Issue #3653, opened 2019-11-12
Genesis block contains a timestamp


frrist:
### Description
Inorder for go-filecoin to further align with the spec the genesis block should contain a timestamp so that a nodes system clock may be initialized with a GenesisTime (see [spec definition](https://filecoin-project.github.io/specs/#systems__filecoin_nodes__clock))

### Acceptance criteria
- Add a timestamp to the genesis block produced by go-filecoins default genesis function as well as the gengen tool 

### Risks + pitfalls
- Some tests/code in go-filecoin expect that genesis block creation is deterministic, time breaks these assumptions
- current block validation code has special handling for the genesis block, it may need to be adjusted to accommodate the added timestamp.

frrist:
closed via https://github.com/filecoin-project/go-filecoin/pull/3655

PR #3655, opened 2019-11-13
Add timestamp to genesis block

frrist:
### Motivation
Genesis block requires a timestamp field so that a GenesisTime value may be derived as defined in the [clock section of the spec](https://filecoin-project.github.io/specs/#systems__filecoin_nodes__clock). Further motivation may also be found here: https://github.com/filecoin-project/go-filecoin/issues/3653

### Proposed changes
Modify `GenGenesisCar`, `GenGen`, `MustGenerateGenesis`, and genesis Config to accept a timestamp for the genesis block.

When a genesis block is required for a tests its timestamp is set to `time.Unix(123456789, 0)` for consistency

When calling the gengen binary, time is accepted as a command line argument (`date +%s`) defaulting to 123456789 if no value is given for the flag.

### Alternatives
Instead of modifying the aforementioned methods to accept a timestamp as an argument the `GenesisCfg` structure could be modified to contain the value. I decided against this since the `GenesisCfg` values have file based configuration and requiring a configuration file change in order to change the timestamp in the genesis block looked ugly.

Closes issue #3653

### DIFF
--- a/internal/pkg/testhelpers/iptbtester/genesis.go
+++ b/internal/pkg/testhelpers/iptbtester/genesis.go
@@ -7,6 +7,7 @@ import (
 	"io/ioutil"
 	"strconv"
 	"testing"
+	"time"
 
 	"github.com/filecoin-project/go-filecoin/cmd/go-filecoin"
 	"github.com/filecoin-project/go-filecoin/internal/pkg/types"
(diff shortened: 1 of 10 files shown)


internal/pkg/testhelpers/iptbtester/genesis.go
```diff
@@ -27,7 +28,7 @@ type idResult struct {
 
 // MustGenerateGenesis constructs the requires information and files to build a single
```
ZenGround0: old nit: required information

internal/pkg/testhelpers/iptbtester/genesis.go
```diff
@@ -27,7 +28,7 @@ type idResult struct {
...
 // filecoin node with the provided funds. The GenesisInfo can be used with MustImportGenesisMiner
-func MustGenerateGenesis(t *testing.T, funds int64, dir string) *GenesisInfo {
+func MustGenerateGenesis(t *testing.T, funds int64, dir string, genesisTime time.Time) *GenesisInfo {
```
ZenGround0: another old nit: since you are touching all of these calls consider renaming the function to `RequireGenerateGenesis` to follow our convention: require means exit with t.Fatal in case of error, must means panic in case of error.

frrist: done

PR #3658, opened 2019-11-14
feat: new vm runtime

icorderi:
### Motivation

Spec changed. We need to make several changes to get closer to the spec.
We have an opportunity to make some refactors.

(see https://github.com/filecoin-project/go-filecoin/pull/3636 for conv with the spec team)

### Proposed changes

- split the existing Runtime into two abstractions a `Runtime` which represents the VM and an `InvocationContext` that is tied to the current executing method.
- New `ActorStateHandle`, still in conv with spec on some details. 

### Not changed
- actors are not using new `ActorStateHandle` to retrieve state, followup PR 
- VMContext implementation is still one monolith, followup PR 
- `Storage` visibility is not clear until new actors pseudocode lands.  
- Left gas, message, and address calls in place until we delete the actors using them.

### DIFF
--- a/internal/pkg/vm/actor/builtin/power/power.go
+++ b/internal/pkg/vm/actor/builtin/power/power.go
····················
What is required: Your task is to copy each line of the entries that includes the word "project".

Finished exercise:
Inorder for go-filecoin to further align with the spec the genesis block should contain a timestamp so that a nodes system clock may be initialized with a GenesisTime (see [spec definition](https://filecoin-project.github.io/specs/#systems__filecoin_nodes__clock))
closed via https://github.com/filecoin-project/go-filecoin/pull/3655
Genesis block requires a timestamp field so that a GenesisTime value may be derived as defined in the [clock section of the spec](https://filecoin-project.github.io/specs/#systems__filecoin_nodes__clock). Further motivation may also be found here: https://github.com/filecoin-project/go-filecoin/issues/3653
 	"github.com/filecoin-project/go-filecoin/cmd/go-filecoin"
 	"github.com/filecoin-project/go-filecoin/internal/pkg/types"
(see https://github.com/filecoin-project/go-filecoin/pull/3636 for conv with the spec team)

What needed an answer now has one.